- Born: October 1, 1963 (age 61) Boston, Massachusetts, United States
- Origin: Melbourne, Australia
- Instrument: Guitar
- Years active: 1981–present

= Kevin Garant =

Kevin Laurent Garant (born October 1, 1963 in Boston, Massachusetts) is a guitarist, composer and sound designer.

Garant has worked with numerous people and groups including Sting to Afrika Bambaataa from Hall & Oates to Vanilla Ice, world tours with Amnesty International to "Weird Al" Yankovic and Ben Stiller’s MTV shows.

Relocating from New York City to Melbourne, Australia in 1994, Garant formed the Largest Living Things with ex-Crowded House and Split Enz drummer/vocalist Paul Hester.

The Largest Living Things performed throughout Australia and had their own television series on the ABC "Hessie’s Shed" which broadcast in Australia, New Zealand, the UK and on MTV in Europe.

The Largest Living Things were also the house band on the short lived Mick Molloy Show on the Nine Network in Australia.

Garant has worked with Paul Kelly, Neil Finn Mandawuy Yunupingu (Yothu Yindi), Rob Hirst, Archie Roach, Ruby Hunter, Stephen Cummings, Colin Hay, Deb Conway, Mick Thomas Ross Hanaford, Renne Geyer, Dan Warner Kutcha Edwards, Fernando Saunders, Jon Langford and Ross Wilson.

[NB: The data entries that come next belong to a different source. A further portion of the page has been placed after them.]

PR #725, opened 2023-09-29
Fix Northstar Tether Trap self damage

Zanieon:
Attempts to fix an issue that happens even on vanilla in which Explosive Tether Traps will damage Northstar herself or the owner pilot of her, this usually leads to pilot's suicide when it tries to rodeo the tethered enemy titan while the trap explodes.


Dinorush:
Since this is vanilla behavior, I don't think it should be patched out. Similar to why Northstar traps reflected by Vortex being invincible is not patched. Although given the behavior here, it feels more like balancing than an outright bug like invincible tethers.

And if it is patched out, I think it would be better to fix via modifying the explosion in script or in a damage callback, even if not as performant, to avoid replacing a file you don't need to.

ASpoonPlaysGames:
Not sure how I feel about this, as it *is* a vanilla thing. Perhaps this could just be a server side mod or something idk

Zanieon:
I mean, _DO_ we need to also keep the malicious bugs in the gameplay? So far Tripwire Mines never kills their owner, so does Scorch Thermite, by logic Tether Traps should not be able to as well. IMO this was probably just an oversight Respawn left in game's code and actually never patched because they stopping doing meaningful maintenance to the game since 2018.

So far the gamemode that is mostly affected by this problem is Frontier Defense due the natural usage of the Aegis Upgrades, and it's quite obvious that nobody likes to die to their own explosive tether traps when nearby them.

ASpoonPlaysGames:
> _DO_ we need to also keep the malicious bugs in the gameplay

Yeah kinda, `Northstar.CustomServers` is aiming to replicate vanilla behaviour, which includes most bugs

Dinorush:
I still do not consider this a "malicious bug". Tripwire is more the exception than not, since both Scorch thermite and Cluster Missile will kill the owner similar to all other damage sources that hurt the user. The main difference is that tethers have a much longer lifespan so it is easier to be a pilot while they are still there.

Nobody likes to die to their own kit but this is far from the "buggiest" accepted feature in the game. Energy Siphon slow, for instance, still slows as much as Arc Grenade on players. Enhanced Payload cluster lowers subexplosion spawnrate and doesn't spawn as many clusters as the values would lead you to believe. Power Shot knockback doesn't scale with distance. Even the invincible tether example I gave earlier. All of these occur due to an error in the programming logic or straight up just missing pieces of code to make them work properly. But I don't fix them even in my TitanDebug mod (except invincible tether) since these are widely accepted as how the balance is.

Regardless, I still stand by that this should not be merged into CustomServers as it doesn't match vanilla behavior. I wouldn't even consider it valid to go in TitanDebug.

PR #726, opened 2023-09-29
Unlock paid items with progression enabled

Zanieon:
When turning on progression now, items that should be purchased from the store will remain unlocked, the reason is that i noticed the majority of players don't want to enable progression solely because the store camos in their Titans/Weapons, or using Prime Titans entirely, the developer profile banners and icon patches exposed from the DevEverythingUnlocked function will remain hidden however.


ASpoonPlaysGames:
These changes should probably be split into two different PRs.

Also, I'm not sure about unlocking the paid items for free with progression enabled tbh

H0L0theBard:
if we're trying to imitate vanilla, probably shouldn't unlock paid items by default tbh

uniboi:
Why not? They are vanilla

ASpoonPlaysGames:
> Why not? They are vanilla

Yeah but they are locked (paid) in vanilla, so if we are imitating vanilla they should also be paid. (yes, entitlements carry over between vanilla and northstar, and buying things works in northstar)

uniboi:
You can already equip 'premium' content in Northstar. What is thebpoint to only limit those that choose to play with progression. And if you limit what to equip you can just change it since servers do not check what is equipped

Zanieon:
I agree with Uniboi on this, i got a plenty of players saying that they simply don't wanna enable progression because they don't wanna lose access to those paid stuff. Having them to pay for that stuff is the ideal option? Yes, but they also might just go and click in "Toggle progression" again and actually never buy them, if they were the minority i wouldn't bother, but most people are willing to sacrifice the whole progression system in exchange of accessing the Prime Titans and the most worthy camos/skin the Titans have, please don't let the progression system become another case like Frontier War.

ASpoonPlaysGames:
Aight, sure. But either way, this still applies:

> These changes should probably be split into three different PRs.

to be more specific:
- unlocking paid content as one
- concommand for resetting aegis ranks as one
- that change i see in the diffs for the loadout validation should be one

Zanieon:
Splits dones.

Northstar.CustomServers/mod/scripts/vscripts/_items.nut
```diff
@@ -5724,7 +5730,7 @@ bool function IsSubItemLocked( entity player, string ref, string parentRef )
 
 	if ( IsItemLocked( player, parentRef ) )
 		return true
-
+
```
ASpoonPlaysGames, line 5733:
```suggestion

```
trailing whitespace

Northstar.CustomServers/mod/scripts/vscripts/_items.nut
```diff
@@ -5700,6 +5700,12 @@ bool function IsSubItemLocked( entity player, string ref, string parentRef )
 {
 	if ( DevEverythingUnlocked( player ) )
 		return false
+	
+	if ( IsItemPurchasableEntitlement( ref, parentRef ) )
+		return false
+	
+	if ( GetItemType( ref ) == eItemTypes.PRIME_TITAN || GetSubitemType( parentRef, ref ) == eItemTypes.PRIME_TITAN )
```
ASpoonPlaysGames, line 5707: Why do you need to check either case instead of just the one? Is it to handle prime executions or something?

ASpoonPlaysGames (changes requested):
Nitpicks and a question

Northstar.CustomServers/mod/scripts/vscripts/_items.nut
Zanieon: Yeah prime executions checks if player have Primes unlocked, otherwise they can't be used.

ASpoonPlaysGames (approved):
Code looks good, PR has been split up

ASpoonPlaysGames:
Github actions having problems, can't even force a re-run since it thinks there are no jobs.

A commit should give it a kick though

Northstar.CustomServers/mod/scripts/vscripts/_items.nut
```diff
@@ -5724,7 +5730,6 @@ bool function IsSubItemLocked( entity player, string ref, string parentRef )
 
 	if ( IsItemLocked( player, parentRef ) )
 		return true
```
ASpoonPlaysGames, line 5732:
```suggestion
		return true

```

uniboi (approved):
Code looks good

GeckoEidechse (approved):
Confirmed working in testing. Both prime Titans and paid Titan camos stay available when enabling progression.

Same with paid gun skins like for the R-201.

PR #522, opened 2021-10-01
Add logging for high memory watermark.

MalachiTimothyPhillips:


MalachiTimothyPhillips:
Thanks for the unit test reminder!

As a producer Garant has worked with such diverse artists as "Kingston Trio" founder and folk music legend David Guard, to Australian Indigenous artists Kutcha Edwards and Manuel Nulupani Dhurrkay from "Saltwater" band and hip hop artist Meriiki Hood.

Garant has composed television and film scores.

As a sound designer, Garant was nominated for a Monitor Award.

==Awards==
Sound Design for film soundtracks for Largo Desolato: written by Václav Havel starring F. Murray Abraham, Academy Award winner for Best Foreign Film “Cinema Paradiso”, Hamlet” starring Kevin Kline, “Necessary Parties” starring Allan Arkin, The Tall Guy starring Jeff Goldblum, Color Museum directed by George Wolf and “ Dirtiest Dozen of Comedy “featuring Tim Allen, Chris Rock and Bill Hicks.